Mankiw’s Text Hints at Yes, But The Answer is No

One of the standard claims made about the 1970s is that a major contributor to inflation and low growth was OPEC. In his excellent textbook, Macroeconomics, 6th ed., for example, on pp. 274 and 275, Greg Mankiw gives a table showing changes in oil prices along with the related inflation rates and unemployment rates. Of course, he shows a connection: large increases with oil prices are associated with high inflation rates and unemployment rates. President Jimmy Carter leaned heavily on this association in claiming, while president, that OPEC was a major villain.

But how major? It’s not surprising that Carter didn’t answer this but, more surprisingly, Mankiw doesn’t either.

Take as our starting point the quantity equation, MV = Py, where M is the money supply, V is velocity, P is the price level, and y is real income. A good rough way to measure the effect on P of changes in oil prices is to look at the effect of oil prices on y, real income. In 1973-74, OPEC raised world oil prices from $3 a barrel to $11 a barrel, an increase of $8. The effect on the United States, a net importer, was to reduce U.S. real income by about $12 billion a year. This comes from multiplying 4 million barrels a day (mbd) by $8 by 365 days. (I don’t look at the effect of higher prices on U.S.-produced oil because that is a transfer from U.S. consumers to U.S. producers, not a net change in U.S. income.) That’s a one-time drop in annual real income rather than a change in the growth of real GDP. In other words, as long as the higher price persists, real GDP in a given year is approximately $12 billion lower than otherwise. At the time, U.S. GDP was about $1.4 trillion. In 1973, inflation was 6.2% and in 1974 it was 11.0%. So the increase in the price level over those two years was 1.062*1.110 – 1 = 1.18 -1 = 0.18, or 18%. Only one percentage point of the 18-percentage-point increase in the CPI can be accounted for by the OPEC price increase.

Similarly, Mankiw states that the halving of oil prices in 1986 “led to one of the lowest inflation rates in recent U.S. history and to falling unemployment.” It helped, but how much?

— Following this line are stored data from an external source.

Issue #5383, opened 2022-12-19
Type generation error for nested tuples: `Unable to extract location of ';'`


sander2:
We have a storage type that has a key of type `((CurrencyId, CurrencyId), AccountId)`, i.e. it is a nested tuple. Type generation fails here: https://github.com/polkadot-js/api/blob/5cb6cf0a0034fccc992b182b8ebc7bc82a6b7eac/packages/types-create/src/util/getTypeDef.ts#L148

What seems to be happening is that [this code](https://github.com/polkadot-js/api/blob/7b5b8745a2af68f365987caccd922d01c813304f/packages/typegen/src/generate/query.ts#L44) creates the following `similarTypes`:
```
similarTypes[0][0]:
'ITuple<[ITuple<[InterbtcPrimitivesCurrencyId, InterbtcPrimitivesCurrencyId]>, AccountId32]>'
similarTypes[0][1]:
'[ITuple<[InterbtcPrimitivesCurrencyId, InterbtcPrimitivesCurrencyId]> | [InterbtcPrimitivesCurrencyId | { Token: any } | { ForeignAsset: any } | { LendToken: any } | { LpToken: any } | { StableLpToken: any } | string | Uint8Array, InterbtcPrimitivesCurrencyId | { Token: any } | { ForeignAsset: any } | { LendToken: any } | { LpToken: any } | { StableLpToken: any } | string | Uint8Array], AccountId32 | string | Uint8Array]'
```

Note the second item, which has the form `[value1, value2, value3]`. When [setImports](https://github.com/polkadot-js/api/blob/7b5b8745a2af68f365987caccd922d01c813304f/packages/typegen/src/generate/query.ts#L48-L56) is then called, `getTypeDef` gets called on that type, which calls `decodeFixedVec`, which expects something of the form `[type; len]` so the error above is thrown (note the `;` instead of a `,`).

bvotteler:
> What seems to be happening is that [this code](https://github.com/polkadot-js/api/blob/7b5b8745a2af68f365987caccd922d01c813304f/packages/typegen/src/generate/query.ts#L44) creates the following `similarTypes`

To add some context, it seems like the [recursive handling](https://github.com/polkadot-js/api/blob/5c6294b71ca758749419dfe3456f1fca5502246f/packages/typegen/src/util/derived.ts#L118-L128) inside `api/derived.ts` `getSimilarTypes` method might play a significant factor.

bvotteler:
[...]

PR #5395, opened 2023-01-02
fix: type generation for nested tuples

sander2:
Addresses https://github.com/polkadot-js/api/issues/5383 .

Without this, `setImports` fails for the input `"[ITuple<[InterbtcPrimitivesCurrencyId, InterbtcPrimitivesCurrencyId]> | [InterbtcPrimitivesCurrencyId | { Token: any } | { ForeignAsset: any } | { LendToken: any } | { LpToken: any } | { StableLpToken: any } | string | Uint8Array, InterbtcPrimitivesCurrencyId | { Token: any } | { ForeignAsset: any } | { LendToken: any } | { LpToken: any } | { StableLpToken: any } | string | Uint8Array], AccountId32 | string | Uint8Array]"`.

I _think_ this example can be simplified to `"[ITuple<[u32, u32]>, u32]"`. Due to the `<` of the tuple, the wrong branch of `setImports` was taken. Swapping the order of the branches causes the right branch to be taken, but the regex-based splitting then fails -- the regex would return `ITuple<[u32, u32` due to the nested `[]`. As an aside, the regex also seemed to be incorrect for the `[a|b, c|d]` type: it would return `['a', 'b,c', 'd']`, i.e. not splitting `b,c`. The `splitAlternatives` function is meant to address these issues. 

When reviewing, please also note the change of `type.startsWith('[')` to `type.includes('[')`. All in all I am not 100% confident of the correctness of this pr. The type generation no longer throws an error, but I don't know whether or not the output is correct, and whether the change works for all possible types.

### DIFF
--- a/packages/typegen/src/util/imports.ts
+++ b/packages/typegen/src/util/imports.ts
@@ -33,10 +33,10 @@ export interface TypeImports {
   typeToModule: Record<string, string>;
 }
 
-// returns the top-level types in the alternatives list, taking into account nested [], <> and () items 
+// returns the top-level types in the alternatives list, taking into account nested [], <> and () items
 // E.g. for the string '[a<b,c>, d | e]' we return the array ['a<b,c>', 'd', 'e']
-function splitAlternatives(type: string): string[] {
-  let alternatives = [];
+function splitAlternatives (type: string): string[] {
+  const alternatives = [];
   let beginOfAlternative = 1;
   let level = 0;
 
@@ -47,8 +47,7 @@ function splitAlternatives(type: string): string[] {
         case ']':
         case ',':
         case '|':
-          const sub = type.substring(beginOfAlternative, i);
-          alternatives.push(sub.trim());
+          alternatives.push(type.substring(beginOfAlternative, i).trim());
           beginOfAlternative = i + 1;
           break;
       }
@@ -94,6 +93,7 @@ export function setImports (allDefs: Record<string, ModuleTypes>, imports: TypeI
       primitiveTypes[type] = true;
     } else if (type.startsWith('[') && type.includes('|')) {
       const splitTypes = splitAlternatives(type);
+
       setImports(allDefs, imports, splitTypes);
     } else if (type.includes('<') || type.includes('(') || type.includes('[')) {
       // If the type is a bit special (tuple, fixed u8, nested type...), then we
--- a/packages/typegen/src/util/imports.ts
+++ b/packages/typegen/src/util/imports.ts
@@ -33,6 +33,44 @@ export interface TypeImports {
   typeToModule: Record<string, string>;
 }
 
+// returns the top-level types in the alternatives list, taking into account nested [], <> and () items 
+// E.g. for the string '[a<b,c>, d | e]' we return the array ['a<b,c>', 'd', 'e']
+function splitAlternatives(type: string): string[] {
+  let alternatives = [];
+  let beginOfAlternative = 1;
+  let level = 0;
+
+  // we assume that the string starts with '['
+  for (let i = 1; i < type.length; i++) {
+    if (level === 0) {
+      switch (type[i]) {
+        case ']':
+        case ',':
+        case '|':
+          const sub = type.substring(beginOfAlternative, i);
+          alternatives.push(sub.trim());
+          beginOfAlternative = i + 1;
+          break;
+      }
+    }
+
+    switch (type[i]) {
+      case '[':
+      case '(':
+      case '<':
+        level++;
+        break;
+      case ']':
+      case ')':
+      case '>':
+        level--;
+        break;
+    }
+  }
+
+  return alternatives;
+}
+
 // Maps the types as found to the source location. This is used to generate the
 // imports in the output file, dep-duped and sorted
 /** @internal */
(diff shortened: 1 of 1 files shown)


jacogr:
Thank you. I believe if 

(a) it works on the problematic metadata,
(b) it yields the same output when running `yarn build:metadata` (so no changes)

then we should be ok. Will dive through the logic. (There are some small linting issues CI picked up, it is a bit pedantic...)

sander2:
Regarding (a), this is the output it generates:
```
      bootstrapPersonalSupply: AugmentedQuery<ApiType, (arg: ITuple<[ITuple<[InterbtcPrimitivesCurrencyId, InterbtcPrimitivesCurrencyId]>, AccountId32]> | [ITuple<[InterbtcPrimitivesCurrencyId, InterbtcPrimitivesCurrencyId]> | [InterbtcPrimitivesCurrencyId | { Token: any } | { ForeignAsset: any } | { LendToken: any } | { LpToken: any } | { StableLpToken: any } | string | Uint8Array, InterbtcPrimitivesCurrencyId | { Token: any } | { ForeignAsset: any } | { LendToken: any } | { LpToken: any } | { StableLpToken: any } | string | Uint8Array], AccountId32 | string | Uint8Array]) => Observable<ITuple<[u128, u128]>>, [ITuple<[ITuple<[InterbtcPrimitivesCurrencyId, InterbtcPrimitivesCurrencyId]>, AccountId32]>]> & QueryableStorageEntry<ApiType, [ITuple<[ITuple<[InterbtcPrimitivesCurrencyId, InterbtcPrimitivesCurrencyId]>, AccountId32]>]>;
```

Focusing on the `arg` type, and substituting the expanded currencyId for brevity, the generated type is:
```
ITuple<[ITuple<[InterbtcPrimitivesCurrencyId, InterbtcPrimitivesCurrencyId]>, AccountId32]> | 
    [
        ITuple<[InterbtcPrimitivesCurrencyId, InterbtcPrimitivesCurrencyId]> | 
            [EXPANDED_CURRENCY_ID, EXPANDED_CURRENCY_ID], 
        AccountId32 | string | Uint8Array
    ]
```

So we have...
- Tuple(Tuple(CurrencyId), AccountId)
- Array(Tuple(CurrencyId), ExpandedAccountId)
- Array(Array(ExpandedCurrencyId), ExpandedAccountId)

But we don't have:
- Tuple(Array(ExpandedCurrencyId), AccountId)
- Tuple(Array(CurrencyId), AccountId)
- Tuple(Array(ExpandedCurrencyId), ExpandedAccountId)
- Tuple(Array(CurrencyId), ExpandedAccountId)
- Tuple(Tuple(ExpandedCurrencyId), ExpandedAccountId)
- Tuple(Tuple(CurrencyId), ExpandedAccountId)
- Array(Tuple(ExpandedCurrencyId), AccountId)
- Array(Tuple(CurrencyId), AccountId)
- Array(Array(ExpandedCurrencyId), AccountId)
- Array(Array(CurrencyId), AccountId)
- Tuple(Tuple(CurrencyId), AccountId)
- Tuple(Tuple(ExpandedCurrencyId), AccountId)
- Array(Tuple(CurrencyId), ExpandedAccountId)
- Array(Tuple(ExpandedCurrencyId), ExpandedAccountId)
- Array(Array(CurrencyId), ExpandedAccountId)

... That's a lot of alternatives.. Would these be expected to be present in the generated type?

jacogr:
Where the alternatives help. Think about a simple `enum` type, let'd define it as 

```rust
enum Sample {
  Alice(AccountId32),
  Bob(u32)
}
```

When it generates, it should look more-or-less like `Sample | { Alice: any } | { Bob: any } | Uint8Array` (I will get to my pet-peeve `any` right at the end).

So basically when using the argument, you can pass either -

- an actual `Sample` instance (crated via `createType`)
- an object of the form `{ Bob: 123 }` which the API then will convert via `createType`
- an already-encoded SCALE Uint8Array

The second option is what makes things easier to use since the API will convert to the correct type. Without having that the user always has to manually do the `createType` magic.

(On to any: it should in this case be something like `{ Bob: number | BN | Bbigint | string | Uint8Array }` but the typegen doesn't go that deep. At some point it really should, but will probably make the signatures even more unwieldly, but with the benefit of not having `any` anywhere)

jacogr:
So summarize my answer above - it would be great if the alternatives are supplied, i.e. users can have a mixture of stuff-already-created and pure JS objects for all. Alternatives are all to make it easier to use with TS complaining about type mismatches. (Since the API does convert)

sander2:
> So summarize my answer above - it would be great if the alternatives are supplied, i.e. users can have a mixture of stuff-already-created and pure JS objects for all. Alternatives are all to make it easier to use with TS complaining about type mismatches. (Since the API does convert from anything _reasonable_ to the correct type)

Right, that makes sense. I just checked that this PR creates the same output as the unmodified code, when run on a metadata that does not contain nested tuples. Given that the output for nested tuples seems to be correct (even though incomplete), and that the failing type generation is blocking us, would you be open to merging this PR and opening an issue for generating the alternatives?

jacogr:
Happy to merge as-is since it does move use into a much better spot, although it is incomplete.

jacogr (changes requested):
Happy with the output as-is. (Also tested the changes with `yarn build:metadata` and it is equivalent) 

Just needs some small adjustments to make CI happy.

sander2:
Thanks! I pushed a fix for the formatting and made an issue for the missing alternatives: https://github.com/polkadot-js/api/issues/5399

jacogr (approved):
Thank you.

Again, use the same method as with the price increase. In 1986, oil prices dropped by about $10 a barrel. At the time, the U.S. was importing 5mbd. So the increase in real GDP was $10*5mbd*365 = $18 billion. In an economy with a $4 trillion GDP, this fall in prices caused a less than 0.5% increase in real GDP and, therefore, accounted for only about 0.5 percentage points of the reduced inflation. Unfortunately, Mankiw’s textbook gives a different impression on both the upside and the downside.